American-brokered negotiations toward a settlement signed in New York in December 1988 provided for Cuban troops to leave Angola in return for a South African withdrawal and a United Nations-led transition to elections and independence in Namibia.
In September 1989, Mr. Nujoma returned to the country he had exiled himself from almost 30 years earlier. After his plane landed, he “knelt and kissed the soil of my beloved country,” he wrote in “Where Others Wavered,” a 2001 memoir.
Samuel Daniel Nujoma ya Nujoma was born on May 12, 1929, the first of 11 children, in the Ongandjera district of Ovamboland, named for the Ovambo ethnic group in the north of Namibia, to which he belonged and which accounts for over 50 percent of the country’s population.
His father, Daniel Utoni Nujoma, and his mother, Mpingana-Helvi Kondombolo, worked the land. As a boy, Mr. Nujoma said in his memoir, he tended the family cattle and goats, carrying a baby on his back to free his mother to work in the fields.
With only modest formal education, Mr. Nujoma moved at age 17 to the coastal enclave of Walvis Bay, where he worked at a general store and a whaling station before relocating to Windhoek as a cleaner on the railroad system. After hours, he studied English at night school. In 1956, he married Theopoldine Kovambo Katjimne. They had three sons — Utoni, John and Sakaria — and a daughter who died at 18 months. Mr. Nujoma was in exile by then and unable to attend her funeral, he wrote, because the police would have arrested him.
His survivors include his wife, his sons and many grandchildren.
In the late 1950s, as Ghana’s independence from Britain in 1957 became an emblem of liberation for many Africans, Mr. Nujoma was associated with organizations that were forerunners of SWAPO, notably the Ovamboland People’s Organization. He left for exile in 1960 over his role in protests against the forced removal of Black people from one segregated township to another. In 1966, his organization launched the first tentative military operations of its armed struggle. Over the years, thousands of young Namibians joined the insurgents’ ranks.

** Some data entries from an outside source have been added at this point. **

PR #1485, opened 2026-07-13
perf(r2rml): memoize dim parent lookups across child batches (PR-4)

aaj3f:
Roadmap PR-4 (`docs/audit/2026-07-virtual-dataset-perf/ROADMAP.md`) — with an **honest DoD relabel** discovered during gating.

## What it fixes: the within-operator per-child-batch parent rebuild (original H3)

The correlated R2RML scan rebuilt every RefObjectMap parent-lookup HashMap **per 1,000-row child batch** (`build_progress`), so a fact⋈dim query re-scanned its dimension parents once per batch. Fix: cache `ParentLookup`s across batches on the operator (`Arc`-shared, keyed by `LookupCacheKey`), **window-capped** — a lookup larger than one materialize window is used for its batch but *not retained*, so a fact-as-parent falls through to today's per-batch build and the cache cannot OOM. Kill switch `FLUREE_R2RML_PARENT_MEMO` (default on), read per-operator at construction so both regimes are deterministically testable.

| evidence | memo ON | memo OFF |
|---|---|---|
| q008 (fact⋈dim GROUP BY, 180K-row fact) | **ok, 8 scans, 55s** | **DNF@75s, 123+ scans** |
| q015 (fact-as-parent) | no OOM (RSS ~538MB), falls through | same scan count |
| native corpus | 55/55, 0 hash mismatches | — |

The on/off scan split is load-immune and self-attributing (only this cache + switch can produce it). q008's hash mismatch is **pre-existing** (identical at both switch states; F9-class — q008 was DNF at baseline so its hash was never verifiable before). CI enforcement: a scan-counting mock-provider test — 5 child batches ⇒ exactly **1** parent scan memo-on, **5** memo-off — so a future refactor that silently reintroduces the per-batch rebuild fails CI, not just a nightly bench. Query suite 1201/1201.

## What it explicitly does NOT fix: q050 (relabeled scope)

The first gate run **failed its original DoD**: q050 (dims-only correlated OPTIONAL) showed identical scan *rates* memo on/off. Root cause: the correlated OPTIONAL rebuilds the **entire operator tree per correlated row** (`build_correlated_optional_op` → seeded rebuild), resetting any operator-scoped cache — this also defeats the existing `scan_cache`. q050's fix is **PR-4b**: `inner_pattern_is_hash_join_safe` (optional.rs:1418) admits only `Triple/Filter/PropertyPath`, and since the R2RML rewrite converts OPTIONAL inners to `Pattern::R2rml`, every OPTIONAL over a virtual dataset falls to per-row rebuild. Widening that gate (soundness analysis for star/multi-valued shapes required) routes the OPTIONAL through the batched hash-left-join — one long-lived inner operator, inside which *this PR's memo* then applies as designed. The two compose.

Diagnosis trail, failed-gate report, and the decision tree are in the session record; the ROADMAP annotation carries the scope split.

Stacks on #1484 (PR-3) ← #1482 ← #1478 ← #1476 ← #1475 ← #1450.


aaj3f:
Correction that STRENGTHENS the evidence: the PR body's "q008's hash mismatch is pre-existing (F9-class)" is wrong — there is **no q008 hash divergence at all**. The reported mismatch was an artifact of an ad-hoc diagnostic script (`jq -r .result_hash` over a `run --out` JSONL reads the `kind:"meta"` header's `null` alongside the real hash, so the compare always failed; the real `vbench compare` gate reads per-record and was never red). Verified post-fix: q008's hash equals the blessed native oracle byte-for-byte across 4 clean runs (`3594be9f…ea81`), heads identical — deterministically correct, no F9 involvement (its `?region` is a string literal), no float-order drift. Clean-machine DoD wall: memo ON 55.8–58.8s. Harness note filed: ad-hoc JSONL parsing must filter `select(.query_id)` to skip the meta line.

aaj3f:
Consolidating at maintainer request. #1485 (PR-4 — dimension parent-lookup memoization across child batches) is carried forward in #1507 (the R2RML/Iceberg virtual-dataset performance program), which brings the #1475–#1507 lineage forward as a single reviewable unit. Its verification of record is the program's corpus benchmark, published as [C2-bench-wave1.md](https://github.com/fluree/db/blob/docs/virtual-dataset-audit-2026-07/C2-bench-wave1.md) (native == virtual, 0 hash mismatches). The pre-consolidation branch tip is preserved at tag `archive/pre-refactor-2026-07-21/perf_r2rml-pr4-parent-memo` — no history was rewritten. Closing in favor of #1507; discussion continues there.

Issue #1266, opened 2026-06-02
Incremental indexing leaves per-(class, property) stats stale after retractions


bplatz:
## Summary

The per-`(class, property)` flake counts in the index stats
(`IndexStats.graphs[g].classes[*].properties[*].datatypes`) are not
current-state-accurate after an **incremental** refresh. A commit that only
*retracts* a property flake (with no new assertion of that property on the
subject) computes the correct decrement but never applies it, so the count stays
too high. The property-level counts (`graphs[g].properties[].count`) decrement
correctly; the class-scoped per-property counts do not.

## Root cause

- The stats hook records per-subject datatype deltas with **signed** values, so
  retractions decrement there: `id_hook.rs` (`subject_prop_dts ... += delta`).
- But the per-subject property **presence** set is **assert-only**: `id_hook.rs`
  (the branch gated on `rec.op`).
- The incremental class-stat merge in `build/incremental.rs` only applies a
  class's `class_prop_dts` deltas when that class appears in `class_properties`,
  which is derived from the assert-only presence set. For a retraction-only
  change the class is never revisited, so its decrement delta is dropped.

## Where it shows up

A fast path answers `COUNT(*)` of `?s rdf:type ?o1 . ?s P ?o2` directly from these
stats as `Σ_C Σ_dt classStat[C][P].count` — each `P`-flake on a `k`-typed subject
is attributed once per class, which equals the join's product-sum, so no scan is
needed. With stale counts this **over-counts** on any ledger that has had an
indexed retraction touching `P` on a typed subject.

## Current mitigation (stopgap, not ideal)

The fold is gated on `store.lex_sorted_string_ids()`, which is set only by bulk
import (`import.rs`) and cleared by any incremental refresh
(`incremental_root.rs`) — a reliable proxy for "class stats untouched by
incremental drift." So the fold fires only on pure bulk-import indexes (where the
full build produces exact counts) and defers to the always-correct merge
everywhere else. This enables the optimization for bulk-imported datasets but
disables it for any incrementally-updated ledger.

## Proposed fix

Make the incremental class-stat merge apply `class_prop_dts` (and lang/ref)
deltas for **every** class that has such a delta, not just classes with an
assertion in the current commit:

- Drive the per-class merge by the union of the delta-source maps
  (`class_properties ∪ class_prop_dts.keys ∪ class_prop_lang_deltas.keys ∪
  ref_edges.keys`).
- Apply the datatype deltas to the prior `ClassPropertyUsage.datatypes`
[...]

PR #1488, opened 2026-07-13
fix: attribute ref-class stats when an endpoint gains its first type

bplatz:
## Problem

Ref-class stats (the `ref-classes` / attributed-refs maps behind `/v1/{ledger}/data-model`) attribute a ref triple's target class when the ref is indexed and never revisit it across incremental index batches. If subject `S` gains its **first** `rdf:type` in a later transaction, all previously-indexed refs pointing at (or out of) `S` stay unattributed forever — the stats disagree with what a query returns, and data-model consumers draw an incomplete class graph. Observed in the field as e.g. `Paragraph -> sourceDocument: 3,065 id-refs, 0 attributed` after ~19K documents were typed retroactively; only a full reindex or a delete/re-assert "touch" of the refs recovered.

Reproduced locally on file storage — the storage backend is irrelevant.

## Root cause

The incremental Phase 3b ref-edge re-attribution (#1266) keys batch-local class membership on `base_subject_classes` alone. A subject typed for the first time in a batch has no base entry (no `rdf:type` hits in the base PSOT lookup), so the endpoint `resolve` closure routes it to the "stable external entity" branch, which resolves both base and net classes from the base index — where it has none. The net class set comes back empty and the `+1` side of the edge move is dropped. Both Case A (outgoing edges of newly-typed subjects) and Case B (inbound edges of newly-typed objects) are affected.

Class-to-class **re-types** were unaffected (the subject has a base entry), which is why the existing #1266 tests passed. The datatype/lang re-attribution stage was also unaffected (it reads both maps with `unwrap_or_default`), producing the telltale "N id-refs, 0 attributed" signature.

Edges typed in the *same* batch as the ref always worked (the forward `subject_ref_history` pass uses net classes) — matching the observed straggler batch that did attribute.

## Fix

Treat an endpoint as batch-local when it appears in **either** `base_subject_classes` or the net `subject_classes` map. First-time-typed endpoints now resolve base = {} and net = their new classes from the in-batch membership, so the edge lands in the new bucket. They also no longer get pushed into the external base-index `rdf:type` lookup, which could only ever come back empty for them — strictly fewer base-index probes.

No new scans: the base subject-property scan and reverse-OPST inbound scan already ran for these subjects (untyped-to-typed already lands in `changed_membership`); their results were just discarded at the last step.

## Tests

Adds first-type-arrives-later variants alongside the existing #1266 re-type tests in `it_indexing_stats.rs`:
- `ref_class_attributed_when_object_typed_later` — the field repro shape (2 inbound refs, then the target gets typed)
- `ref_class_attributed_when_subject_typed_later` — outgoing direction
- `ref_class_attributed_when_both_endpoints_typed_later` — attributes exactly once (Case A/Case B dedup)

Also verified end-to-end with the CLI: refs at t=1 -> index -> type at t=2 -> incremental index -> `fluree info --graph default` now shows the refs attributed where it previously showed `ref-classes: {}`.

### DIFF
--- a/fluree-db-api/tests/it_indexing_stats.rs
+++ b/fluree-db-api/tests/it_indexing_stats.rs
@@ -808,6 +808,302 @@ async fn ref_class_reattributed_after_both_endpoints_retype() {
         .await;
 }
 
+/// Untyped→typed (Case B variant): an OBJECT that had NO rdf:type when its
+/// inbound refs were indexed gains its FIRST type in a later batch. The edges
+/// must attribute to the new object class — a first-time-typed subject has no
+/// `base_subject_classes` entry, so this exercises the net-map branch of the
+/// endpoint resolver (a plain re-type does not).
+#[tokio::test]
+async fn ref_class_attributed_when_object_typed_later() {
+    let tmp = tempfile::TempDir::new().expect("tempdir");
+    let path = tmp.path().to_string_lossy().to_string();
+    let mut fluree = FlureeBuilder::file(path)
+        .build()
+        .expect("build file fluree");
+    let (local, handle) = start_background_indexer_local(
+        fluree.backend().clone(),
+        fluree
+            .nameservice_mode()
+            .as_arc_indexing_nameservice()
+            .expect("test fluree has writable nameservice"),
+        fluree_db_indexer::IndexerConfig::small(),
+    );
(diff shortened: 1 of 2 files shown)


zonotope (approved):
🧇

PR #1490, opened 2026-07-14
perf(r2rml): fuse GROUP-BY rollups over FK joins into the aggregate fold (PR-6)

aaj3f:
Roadmap PR-6 (`docs/audit/2026-07-virtual-dataset-perf/ROADMAP.md`; design + attribution in `10-pr6-rollup-fusedagg.md`): the last big slow-tail class. With the decode wall gone (#1482), the dominant real-world BI shape — `GROUP BY` a dimension attribute + `COUNT/SUM/AVG` over a fact⋈dim join — was **operator-bound**: the generic pipeline materialized 180K+ join bindings just to fold them into a handful of groups.

## What it does

Extends `FusedR2rmlAggregateOperator` to fold aggregates **directly from the fact column batches over a fact→dim FK chain**, resolving GROUP-BY dimension attributes through per-hop lookups (one small scan per dim, PR-4-style memoization) instead of materializing bindings. Two phases in one commit (an intermediate buildable split wasn't reconstructible after the in-place chain rewrite; revertability is via the sub-switch):

- **6a — 0/1-hop**: fact + one dim admitted at the `resolve_at_open` join-rejection site; group keys resolved via a sibling `build_attr_lookup` (FK → attribute value, not FK → subject IRI). Un-annotated string group keys default to `xsd:string` (R2RML natural mapping) — **join-path only** (extending it single-table exposed latent bug **F12**, filed in the register, unreachable today).
- **6b — k-hop chain**: `order_chain` orders leaves into a **linear** fact→dim₁→…→dimₖ chain — single-column ref-join per hop, no branch, no merge, **cycles decline** (tested). Dangling/NULL FK at **any** hop ⇒ that fact row drops from the rollup (R2RML no-triple semantics, same validity gate as materialization).
- **HAVING** admitted by wrapping (`HavingOperator` above the fused op, like ORDER BY/LIMIT today) when its lifted aggregates ⊆ projected aggregates; rejection case tested.

Kill switch **`FLUREE_FUSED_R2RML_AGG_JOIN`** (default on, standard `env_switch_enabled` family) gates only the join admission — off ⇒ the proven single-table fused path and the generic join pipeline, byte-identical. Also migrates `FLUREE_FUSED_R2RML_AGG` to the switch family (fixes the exact-"0"/"false" parsing inconsistency documented in the WP1 audit).

## Live results (SF01, hash == native oracle on every query)

| query | shape | before | after |
|---|---|---|---|
| q008 | 2-hop (Order→Customer→Geography) revenue by region | ~45–50 s | **609 ms (~75×)** |
| q009 | 2-hop + HAVING | ~50 s | **591 ms** |
| q032 | 1-hop on-hand by store | 70–79 s | **294 ms–2.6 s** |
| q025 | 1-hop + HAVING | 1.8 s | ~1.1 s |
| q010 / q014 | multi-key / single-table | 1.8 s / — | ~0.5 s / unchanged path |
| q022 | **single-table sentinel** | — | **byte-identical** (validated after an attribution round caught a first-cut regression; fix scoped join-only) |

## Validation

Post-restack onto the review-updated base (`67daa5686`): query suite **1227/1227** (new: chain-order/cycle-decline, HAVING admit/reject, string-key default, decimal-key regression); api suite full green; **native corpus 54/54, 0 hash mismatches**; W3C suite green (36/36 register groups, 0 failures); fused-vs-generic A/B verified per query with decline-path debug attribution (the 6a gate initially showed no win — root cause was a `group-key-datatype-unsupported` decline on un-annotated string keys, found by instrumenting the decline path, fixed, re-validated). BSBM native budgets deferred to an idle-machine run before merge-to-main (changes are R2RML-graph-source-gated; native corpus already gates the native path).

**Dropped from this PR:** the F9 CURIE-parity rider — its one-line formatter fix proved a no-op (root cause is a namespace-map gap: virtual snapshots never register the R2RML mapping's vocab prefixes, so the compactor has nothing to compact against). Re-scoped in the findings register; stays in the tail queue.

Stacks on #1487 (PR-4b) ← #1485 ← #1484 ← #1482 ← #1478 ← #1476 ← #1475 ← #1450.

---

## Admission contract (precise, matches the code)

**Admitted.** A `GRAPH { … }` over an R2RML graph source feeding a GROUP-BY (or implicit) aggregation of multiset `COUNT`/`SUM`/`AVG`, whose WHERE lowers to a **linear `fact → dim₁ → … → dimₖ` foreign-key chain**. `order_chain` requires exactly one root (the fact), one ref-join per hop, and a full single-visit walk — **branch, merge (diamond), cycle, and disconnected shapes decline**. Each hop is a **single-column FK**. GROUP-BY keys are scalar attribute columns on the **terminal** dimension (an un-annotated column takes R2RML's natural `xsd:string`, **join path only**). Aggregates fold from **fact** columns / fact decimal expressions. **HAVING** is applied by a wrapping `HavingOperator`, admitted only when its lifted aggregate is in the SELECT projection.

**Excluded → generic pipeline** (byte-identical with the sub-switch off): a FILTER over the join; branch/merge/cycle joins; composite FK; IRI/ref group keys or keys off a non-terminal dim; aggregates over a dim column; DISTINCT aggregates; the single-table path with an un-annotated string key (kept byte-identical — see **F12**); and a non-lowered sub-scope (`PropertyPath`/`Subquery`), which declines so the generic GRAPH path raises the loud unsupported-subscope error.

**Row semantics.** A dangling or NULL FK at any hop, or a NULL terminal group attribute, drops the fact row — matching the R2RML/inner-join row-drop exactly.


aaj3f:
Consolidating at maintainer request. #1490 (PR-6 — fused GROUP-BY rollups over FK joins) is carried forward in #1507 (the R2RML/Iceberg virtual-dataset performance program), which brings the #1475–#1507 lineage forward as a single reviewable unit. Its verification of record is the program's corpus benchmark, published as [C2-bench-wave1.md](https://github.com/fluree/db/blob/docs/virtual-dataset-audit-2026-07/C2-bench-wave1.md) (native == virtual, 0 hash mismatches). The pre-consolidation branch tip is preserved at tag `archive/pre-refactor-2026-07-21/perf_r2rml-pr6-rollup-fusedagg` — no history was rewritten. Closing in favor of #1507; discussion continues there.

South Africa sought to belittle its war with SWAPO as a low-intensity conflict, but that belied its increasing commitment of military forces. “Despite major efforts by South Africa over 20 years,” Bernard E. Trainor, a military correspondent for The New York Times, wrote in July, 1988, “the Namibian rebels’ strength, now estimated at 8,000, appears undiminished.”
SWAPO’s military traditions endured after independence when Namibia’s regular army was deployed in support of the Congolese president, Laurent Kabila, in 1998 and to put down a secessionist revolt in the northeastern Caprivi Strip in 1999.
By the time Mr. Nujoma returned to Namibia in 1989, he commanded substantial political support, in part because of the numerical strength of his Ovambo followers, and in part because of his stewardship of the liberation war.
Despite a vigorous South African campaign to promote his adversaries, Mr. Nujoma secured 57.3 percent of the vote for a constituent assembly — shy of the two-thirds majority needed to dictate the terms of a new Constitution. His share of the vote rose to 76.3 percent in 1994 and to 76.8 percent in 1999. His chosen successor, Hifikepunye Pohamba, took over as president in 2005 after elections in late 2004. Mr. Nujoma retired formally as president of SWAPO in 2007.
Like Robert Mugabe at independence in Zimbabwe a decade earlier, Mr. Nujoma had sought to reassure a nervous white majority and its South African backers.
“It does not pay for any of us now to dwell on sad historical events,” he told a news conference after returning to Namibia. “We must leave them behind us and start working afresh together for a bright future for this country.”